**Work instruction:**
Every line below that contains "group" is to be copied.

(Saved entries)
PR #174, opened 2020-06-02
Allow for tracking which kit ID an account was created using

wasade:
In brief: modify account table, recover kit IDs from old accounts, and modify the model/repo code to allow for getting a kit name in and out from the `accounts` table.

### DIFF
--- a/microsetta_private_api/api/implementation.py
+++ b/microsetta_private_api/api/implementation.py
@@ -158,7 +158,6 @@ def update_account(account_id, body, token_info):
             body['address']['post_code'],
             body['address']['country_code']
         )
-        acc.created_with_kit_name = body.get('kit_name')
 
         # 422 handling is done inside acct_repo
         acct_repo.update_account(acc)
--- a/microsetta_private_api/api/implementation.py
+++ b/microsetta_private_api/api/implementation.py
@@ -70,6 +70,7 @@ def find_accounts_for_login(token_info):
 
         if acct is None:
             return jsonify([]), 200
+
         return jsonify([acct.to_api()]), 200
 
 
@@ -157,6 +158,7 @@ def update_account(account_id, body, token_info):
             body['address']['post_code'],
             body['address']['country_code']
         )
+        acc.created_with_kit_name = body.get('kit_name')
 
         # 422 handling is done inside acct_repo
         acct_repo.update_account(acc)
@@ -687,7 +689,6 @@ def _validate_account_access(token_info, account_id):
         token_associated_account = account_repo.find_linked_account(
             token_info['iss'],
             token_info['sub'])
-
         account = account_repo.get_account(account_id)
         if account is None:
             raise NotFound(ACCT_NOT_FOUND_MSG)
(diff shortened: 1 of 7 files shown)


microsetta_private_api/api/implementation.py
```diff
@@ -157,6 +158,7 @@ def update_account(account_id, body, token_info):
             body['address']['post_code'],
             body['address']['country_code']
         )
+        acc.created_with_kit_name = body.get('kit_name')
```
dhakim87, line 161: This doesn't make sense to me.  If the purpose of this field is to track what was sent when the user created the kit, we shouldn't allow them to edit the field later when they update account information.  Unless you want this to be possible for admins for some reason (in which case it should validate admin permission)?

microsetta_private_api/repo/account_repo.py
```diff
@@ -14,11 +14,11 @@ def __init__(self, transaction):
                 "account_type, auth_issuer, auth_sub, " \
                 "first_name, last_name, " \
                 "street, city, state, post_code, country_code, " \
-                "creation_time, update_time"
+                "creation_time, update_time, created_with_kit_id"
```
dhakim87, line 17: The column ordering is a little bit inconsistent in this file.  In the reads it follows update time, in the writes it follows last name.  I'd prefer it immediately followed country_code (and preceded creation_time, update_time if applicable) in all reads and writes in the file.

microsetta_private_api/repo/account_repo.py
```diff
@@ -14,11 +14,11 @@ def __init__(self, transaction):
...
 
     write_cols = "id, email, " \
                  "account_type, auth_issuer, auth_sub, " \
-                 "first_name, last_name, " \
+                 "first_name, last_name, created_with_kit_id, " \
```
dhakim87, line 21: Ideally would follow country code

microsetta_private_api/repo/account_repo.py
```diff
@@ -41,14 +41,15 @@ def _row_to_account(r):
...
+            r['created_with_kit_id'],
             r['creation_time'], r['update_time'])
 
     @staticmethod
     def _account_to_row(a):
         return (a.id, a.email,
                 a.account_type, a.auth_issuer, a.auth_sub,
-                a.first_name, a.last_name) + \
-               AccountRepo._addr_to_row(a.address)
+                a.first_name, a.last_name, a.created_with_kit_id) + \
```
dhakim87, line 51: Ideally would follow country code

microsetta_private_api/repo/account_repo.py
```diff
@@ -146,6 +146,7 @@ def update_account(self, account):
                             "auth_sub = %s, "
                             "first_name = %s, "
                             "last_name = %s, "
+                            "created_with_kit_id = %s, "
```
dhakim87, line 149: If you decide to make my requested change in ordering of columns, this line has to be shifted.

microsetta_private_api/api/implementation.py
wasade: Makes sense, will remove from update

microsetta_private_api/repo/account_repo.py
wasade: Okay, ill take a look

PR #182, opened 2020-06-03
St dh update account info

dhakim87:
Gives users the ability to edit their account information from the account page.


microsetta_private_api/example/client_impl.py
```diff
@@ -473,15 +473,63 @@ def get_account(account_id):
...
+                           account=account)
+
+
+def post_account_info(account_id):
+    next_state, current_state = determine_workflow_state()
+    if next_state != ALL_DONE:
+        return redirect(WORKFLOW_URL)
+
+    acct = {
+        'email': flask.request.form['email'],
```
wasade, line 509: do we need to verify this corresponds to their authrocket profile?

microsetta_private_api/templates/update_account.jinja2
```diff
@@ -0,0 +1,135 @@
+{% extends "sitebase.jinja2" %}
+{% set page_title = "Account" %}
+{% set show_breadcrumbs = True %}
+{% block head %}
+    <script src="/static/vendor/js/jquery-3.4.1.min.js"></script>
+    <script src="/static/vendor/js/jquery.validate.min.js"></script>
+    <script>
+        // Wait for the DOM to be ready
+        $(function() {
```
wasade, line 9: This looks largely replicated from `creaete_acct.jinja2`, can the JS be centralized?

microsetta_private_api/templates/update_account.jinja2
```diff
@@ -0,0 +1,135 @@
...
+            });
+        });
+    </script>
+{% endblock %}
+{% block breadcrumb %}
+    <li class="breadcrumb-item"><a href="/accounts/{{account.account_id}}">Account</a></li>
+    <li class="breadcrumb-item active" aria-current="page">Account Information</li>
+{% endblock %}
+{% block content %}
+        <div class="container">
```
wasade, line 39: Same with much of the content here -- it is largely similar with `create_acct.jinja2`. Would it make sense to have this template centralized and use `{% include ... %}` to place here?

microsetta_private_api/templates/update_account.jinja2
```diff
@@ -0,0 +1,135 @@
...
+                        <input id="city" name="city" class="form-control" value="{{account.address.city |e}}" type="text" />
+                    </div>
+                    <div class="form-group">
+                        <p>
+                        <strong>Note to non-US users:</strong> We are working on support for additional countries and
+                        expect to have that available soon.
+                        </p>
+                        <label for="state" name="state_label">State/Estado</label>
+                        <select id="state" name="state" class="form-control">
+                            <option value="CA"{% if account.address.state == 'CA' %} selected {% endif %}>California</option>
```
wasade, line 72: For handling the `selected` situation, we may want to fall back on a small piece of JS. One possibly simple mechanism is [here](https://stackoverflow.com/a/21419051).

microsetta_private_api/example/client_impl.py
```diff
@@ -473,15 +473,63 @@ def get_account(account_id):
...
 
+    do_return, account, _ = ApiRequest.get('/accounts/%s' % account_id)
+    if do_return:
+        return account
+
     do_return, sources, _ = ApiRequest.get('/accounts/%s/sources' % account_id)
     if do_return:
         return sources
 
     return render_template('account.jinja2',
```
AmandaBirmingham, line 484: I am sort of struggling with our template names ... I find it confusing that I wouldn't go to the "account.jinja2" template to look at the details of my account, but instead go to the "update_account.jinja2" template. ... Any chance we could make these something like "account_overview.jinja2" and "account_details.jinja2" or something? If we went that way, might be nice to change the new endpoint name from /accounts/{account_id}/info to /accounts/{account_id}/details, etc ...

microsetta_private_api/templates/update_account.jinja2
AmandaBirmingham: second @wasade's thought

microsetta_private_api/example/client_impl.py
```diff
@@ -473,15 +473,63 @@ def get_account(account_id):
...
+
+
+def post_account_info(account_id):
+    next_state, current_state = determine_workflow_state()
+    if next_state != ALL_DONE:
+        return redirect(WORKFLOW_URL)
+
+    acct = {
+        'email': flask.request.form['email'],
+        'first_name': flask.request.form['first_name'],
```
AmandaBirmingham, line 510: I would strongly prefer to avoid pulling this information from `flask.request.form` here and pulling it from `body` in `post_create_account`.  Also, I would like to use `ACCT_FNAME_KEY`, `ACCT_LNAME_KEY`, etc here as is done in that function.

microsetta_private_api/templates/update_account.jinja2
dhakim87: I split out the definition of US states, but this data still has to come from somewhere.  We should address this when we expand to support more countries

microsetta_private_api/example/client_impl.py
dhakim87: Now renamed account_overview and account_details at /details as you specified.

microsetta_private_api/example/client_impl.py
dhakim87: Done

microsetta_private_api/example/client_impl.py
dhakim87: User has to do some hackery to change the incoming email field.  In both create and update workflows, the field is either hidden or readonly.  As such, the only way the two differ is if the user is trying to bypass our input validation, in which case they can just bypass the minimal interface altogether.  We can potentially put this validation on the API side, but I don't think putting it into the client_impl makes sense.  

I believe there are potentially valid states where the two emails differ due to the way AuthRocket federates multiple email address sources, so I think this may be a can of worms.

microsetta_private_api/example/client_impl.py
```diff
@@ -246,8 +246,23 @@ def get_workflow_create_account():
         return redirect(WORKFLOW_URL)
 
     email, _ = parse_jwt(session[TOKEN_KEY_NAME])
-    return render_template('create_acct.jinja2',
-                           authorized_email=email)
+    default_account_values = {
+            'email': email,
+            'first_name': '',
```
wasade, line 251: Can these entries also use the standard variables (e.g. `ACCT_FNAME_KEY`)?

microsetta_private_api/example/client_impl.py
```diff
@@ -473,15 +488,64 @@ def get_account(account_id):
...
+    next_state, current_state = determine_workflow_state()
+    if next_state != ALL_DONE:
+        return redirect(WORKFLOW_URL)
+
+    acct = {
+        ACCT_FNAME_KEY: body['first_name'],
+        ACCT_LNAME_KEY: body['last_name'],
+        ACCT_EMAIL_KEY: body['email'],
+        ACCT_ADDR_KEY: {
+            "street": body['street'],
```
wasade, line 528: We've centralized things like `ACCT_FNAME_KEY`, can we (should we) also do that for the address keys?

AmandaBirmingham: @wasade I'd definitely like that but I would vote *against* doing that in this PR.  

My reason for that is these string literals are in fact defined by input field names in the jinja2 template, so if we are *really* centralizing them correctly, we need to define each field name constant somewhere in python, then pass each constant into the templates that use it and put it into the html--and relevant javascript!--with `{{ }}`  syntax so that it is guaranteed the same everywhere it is used. That kind of change makes the templates harder to read and maintain, so I'd want do to it thoughtfully.

microsetta_private_api/example/client_impl.py
```diff
@@ -526,7 +541,8 @@ def post_account_info(account_id):
     if do_return:
         return sample_output
 
-    # Do we want this to return to the account info page or the account page?
+    # Do we want this to return to the account details page or the
+    # account overview page?
```
AmandaBirmingham, line 553: I vote account overview (which is already a sink, so it will be easy to integrate with the changes eventually coming in from the WIP PR :)

microsetta_private_api/templates/account_details.jinja2
```diff
@@ -0,0 +1,163 @@
...
+                        <label for="kit_name" name="kit_name_label">Kit ID/ID del kit</label>
+                        <input id="kit_name" name="kit_name" class="form-control" type="text"/>
+                    </div>
+                    {% endif %}
+                    <input id="country_code" name="country_code" type="hidden" value="{{account.address.country_code |e}}"/>
+                    {% if CREATE_ACCT %}
+                    <button type="submit" class="btn btn-primary">Create Account</button>
+                    {% else %}
+                    <button type="submit" class="btn btn-primary">Save</button>
+                    {% endif %}
```
AmandaBirmingham, line 158: Would we possibly consider having the button text just say "Submit" in both cases?  I doubt that would confuse users, since that word is common in web forms, and it would let us drop one of these fiddly "if create_account ... else" checks ...

microsetta_private_api/templates/account_details.jinja2
```diff
@@ -0,0 +1,163 @@
+{% extends "sitebase.jinja2" %}
```
AmandaBirmingham, line 1: +1 really happy to see some of the existing pages migrate over to using the sitebase :D

microsetta_private_api/example/client_impl.py
AmandaBirmingham: @wasade  please see my comment about why I'd prefer we didn't do that centralization in *this* PR

microsetta_private_api/example/client_impl.py
wasade: @dhakim87 got the commit in before this comment came up :/ given these issues, should it be reverted?

microsetta_private_api/example/client_impl.py
dhakim87: Great, done.

microsetta_private_api/templates/account_details.jinja2
dhakim87: I found two blog posts telling me to use "action verbs".  Agree that it's fiddly in jinja2 the way I did it, but I think the user experience is better

microsetta_private_api/example/client_impl.py
dhakim87: I kinda already made the change to keep these as constants at the top of client_impl before I saw this comment.  I honestly find the use of string constants for these to be less readable than the constant strings themselves.  To me it feels the same as when people write 
`5 * SECONDS_TO_MILLISECONDS`
rather than 
`5 * 1000`

The advantage I see to this style is the ability to command-B to trace references in PyCharm, but I could almost as easily Find in Project.

I think extending it down into the jinja2 template is probably unnecessary, it should be known that anything that touches an html form has to also make changes to the get/post it is submitted to.  I think renaming the fields will be less frequent than adding new ones, which will still require modifications in two places even with the constants centralized.

microsetta_private_api/templates/account_details.jinja2
AmandaBirmingham: "Submit" is an action verb :D ... but I can let this go ;)

Issue #141, opened 2020-05-05
Clear session on logout


AmandaBirmingham:
https://github.com/biocore/microsetta-private-api/pull/119#discussion_r414819189

Replace per-key `del` statements with `session.clear()`

PR #183, opened 2020-06-03
St dh admin toolbar

dhakim87:
Adds administrator functionality to the minimalInterface.  For the most part, this is just a new home page and navbar that allows searching accounts by email address.  But in order to get to that point, many of our pages had to be updated to extend sitebase.


dhakim87:
Note: Don't merge this until the user account info editing goes in, otherwise parts of the diff won't make much sense since it was spun out of that branch.

microsetta_private_api/example/client.yaml
```diff
@@ -450,6 +487,25 @@ paths:
...
+          description: Email to search for
+          schema:
+            type: string
+      responses:
+        '200':
+          description: List of identified accounts
+          content:
+            text/html:
+              schema:
+                type: string
```
AmandaBirmingham, line 508: Add an empty line here to match the empty line added before "components" in private api yaml?

microsetta_private_api/example/client_impl.py
```diff
@@ -14,6 +14,10 @@
 
 import flask
 from flask import render_template, session, redirect
+# TODO FIXME HACK:  It is convenient to expose some admin functionality,
+#  but requires knowing whether or not the current user is an admin, which is
+#  not currently part of our api.  This import couples client and admin modules
```
AmandaBirmingham, line 19: Do we have an issue created to make this part of our api? This  coupling seems currently necessary but like something we would like to be able to get rid of in the future?

microsetta_private_api/example/client_impl.py
```diff
@@ -119,13 +133,16 @@ def home():
...
+    decoded = jwt.decode(token, PUB_KEY, algorithms=['RS256'], verify=True)
+    session[ADMIN_MODE_KEY] = token_grants_admin_access(decoded)
     return redirect("/home")
 
 
 def logout():
     if TOKEN_KEY_NAME in session:
         # delete these keys if they are here, otherwise ignore
         session.pop(TOKEN_KEY_NAME, None)
+        session.pop(ADMIN_MODE_KEY, None)
```
AmandaBirmingham, line 145: Is now the time to change this over to session.clear()? (Issue #141 )

microsetta_private_api/example/client.yaml
```diff
@@ -450,6 +487,25 @@ paths:
             text/html:
               schema:
                 type: string
+
+  '/admin/account_search':
+    get:
+      operationId: microsetta_private_api.example.client_impl.interactive_account_search
```
AmandaBirmingham, line 493: Can we name the client_impl function get_interactive_account_search?

microsetta_private_api/example/client_impl.py
```diff
@@ -833,6 +910,22 @@ def render_signup_intermediate():
...
 
 
+# Administrator Mode Functionality
+def interactive_account_search(email_query):
+    do_return, email_diagnostics, _ = ApiRequest.get(
+        '/admin/search/account/%s' % (email_query,))
+    if do_return:
+        return email_diagnostics
+
+    accounts = [{"email": acct['email'], "account_id": acct['id']}
```
AmandaBirmingham, line 920: I'm not entirely sold on the necessity of doing this ... jinja templates can take objects, so perhaps we could just pass in the `email_diagnostics['accounts']` value to the template and access the fields in it that are needed directly from the template?

microsetta_private_api/example/client_impl.py
dhakim87: Yup, see my other PR 😉

microsetta_private_api/example/client.yaml
dhakim87: Done

microsetta_private_api/example/client.yaml
dhakim87: Done

microsetta_private_api/example/client_impl.py
dhakim87: Yeah...  But the admin diagnostics objects are enormous and don't have a schema specified.  I can push the diagnostics object to jinja if you really want, but I was worried I would stupidly leave a comment like `<!-- {{account}} -->` in the jinja2 and leave web pages showing commented out admin diagnostics in them.  I just found it easier to figure out what fields I actually needed on the python side than the jinja side.

microsetta_private_api/example/client_impl.py
dhakim87: Ooh, a GET to /api/accounts already puts the account_type in, so I was able to remove the import and check that.  Even if that account_type field in the response was inexplicably wrong, all the admin operations exposed by the client are still guarded by the token, so this should be safe.

microsetta_private_api/templates/sample.jinja2
```diff
@@ -1,8 +1,9 @@
...
-<html lang="en">
-<head>
-    <meta charset="utf-8"/>
-    <title>Microsetta Sample Information</title>
+{% extends "sitebase.jinja2" %}
+{% set page_title = "Sample Information" %}
+{% set show_breadcrumbs = True %}
+{% set disable_bootstrap = True %}
+{% block head %}
+    <!--  Argh, Bootstrap 3 and 4 don't mix.  So the header and footer look slightly different on this page -->
```
wasade, line 6: This is resolved in #202 as bootstrap 3 is no longer needed

microsetta_private_api/templates/sample.jinja2
```diff
@@ -14,40 +15,27 @@
...
+              <form method="post" id="sample_form">
+                <vue-form-generator :schema="schema" :model="model" :options="formOptions"></vue-form-generator>
+              </form>
             </div>
+          </div>
         </div>
     </div>
 
+    <!-- These should really be in the head, but don't easily work there.
+    Probably needs a document.load handler or something?  -->
```
wasade, line 38: Same, should be resolved in #202

microsetta_private_api/templates/sitebase.jinja2
```diff
@@ -4,13 +4,40 @@
     <meta charset="utf-8"/>
     <title>Microsetta {{page_title}}</title>
 
-{%block head%}
-{%endblock%}
-
+    <!-- jquery must be enabled before bootstrap for collapsible functionality -->
+    {% if enable_jquery %}
+    <script src="/static/vendor/js/jquery-3.4.1.min.js"></script>
```
wasade, line 9: ...we're using multiple versions of jquery. that's awkward, I'm going to see if I can clean that up...

PR #197, opened 2020-06-08
Open FAQ in new tab

### LINKED ISSUE #187: Have FAQ open in a new tab
This would avoid the situation where a user looses all their survey responses if they click on the FAQ link part of the way through

dhakim87:
Fix #187 
187 FAQs walk into a bar and the bartender says:
Each of you has to open your own tab.

Sets the <a> target property to "_blank" causing user browsers to open new tabs.  For a full list of options, see https://www.w3schools.com/tags/att_a_target.asp

This was changed in sitebase and all other jinja2 files that contain FAQ links.  Many of these should be migrated to just use sitebase.


wasade:
😆 

...ya, we really should migrate to sitebase but I think out of scope of this PR

PR #202, opened 2020-06-09
Fixes #178

### LINKED ISSUE #178: The calendar is confusing
Users are reporting that it's not obvious they can click on the calendar, and if modifying the text field manually they are getting a date in 1969. The behavior is contributing to user frustration.

wasade:
fixes #178 

...also put in some additional changes to the UI page which I hope make it a little nicer. 

Note: the different js and css files are not represented locally. I can pull to static if that would be useful. 

I don't know enough about jQuery to know if this matters, but the version we're using is rather old. 

NOTE: I just noticed that if a sample site is missing AND a date or a time is missing, it's necessary to click "Update" twice. I don't know why yet, but that needs to be fixed before merge

*IMPORTANT*: I cleaned up and standardized the JS libraries used. There was a mix of versions. I did not notice anything odd on the pages or on the javascript console so I think all is good.  

datetime


wasade:
Okay, the validation piece is fixed

datetime_validation

microsetta_private_api/example/client_impl.py
```diff
@@ -778,6 +779,12 @@ def put_sample(account_id, source_id, sample_id):
     for x in flask.request.form:
         model[x] = flask.request.form[x]
```
dhakim87, line 780: I wonder, if we added a parameter called "body" to this function, would it be automatically populated with the same contents as this model object we're filling in here?  That's how we do it everywhere else, but I know this one uses slightly different mechanisms in the yaml...

microsetta_private_api/templates/sample.jinja2
```diff
@@ -3,19 +3,70 @@
 <head>
```
dhakim87, line 3: This file was updated in master to use sitebase.  Do you want to use sitebase here and ensure your jquery libraries are updated in that file, or push in the PR with the changes as is and we'll do the sitebase extension again as a separate PR?

dhakim87:
Actually, don't merge this yet.  I tried testing locally and something might be wrong?  Any time I add notes, they just disappear when I save and load.  Suspect one of the form parameter names is wrong or something?  

Is there also a setting to make the sample notes multi line?

microsetta_private_api/templates/sample.jinja2
```diff
@@ -36,34 +87,59 @@
...
+                  </select>
+                </div>
+                <label for="sample_site" generated="true" class="error"></label>
+              </div>
+              {% endif %}
+
+              <div class="form-group">
+                <label for="sample_notes" name="sample_notes_label">Notes</label>
+                <div class="col-sm-10">
+                    <input id="sample_notes" name="sample_notes" class="form-control" value="{{ sample_notes |e}}" autocomplete="off" type="text" />
```
dhakim87, line 134: I think this should say: 
value="{{ sample.sample_notes |e }}"
That's why notes is always blank to start with.

microsetta_private_api/example/client_impl.py
wasade: I'm really not sure...

microsetta_private_api/templates/sample.jinja2
wasade: I'll resolve here, thanks

microsetta_private_api/templates/sample.jinja2
wasade: Ah! good catch

wasade:
@dhakim87 I think this is good now. Good catch on the bug. And using a `textarea` now for notes too

microsetta_private_api/templates/sitebase.jinja2
```diff
@@ -7,10 +7,8 @@
     <!-- jquery must be enabled before bootstrap for collapsible functionality -->
     <script src="/static/vendor/js/jquery-3.4.1.min.js"></script>
     <script src="/static/vendor/js/jquery.validate.min.js"></script>
-    {% if not disable_bootstrap %}
```
dhakim87, line 10: Yaaay!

**Answer below:**
+                    <div class="form-group">
+              <div class="form-group">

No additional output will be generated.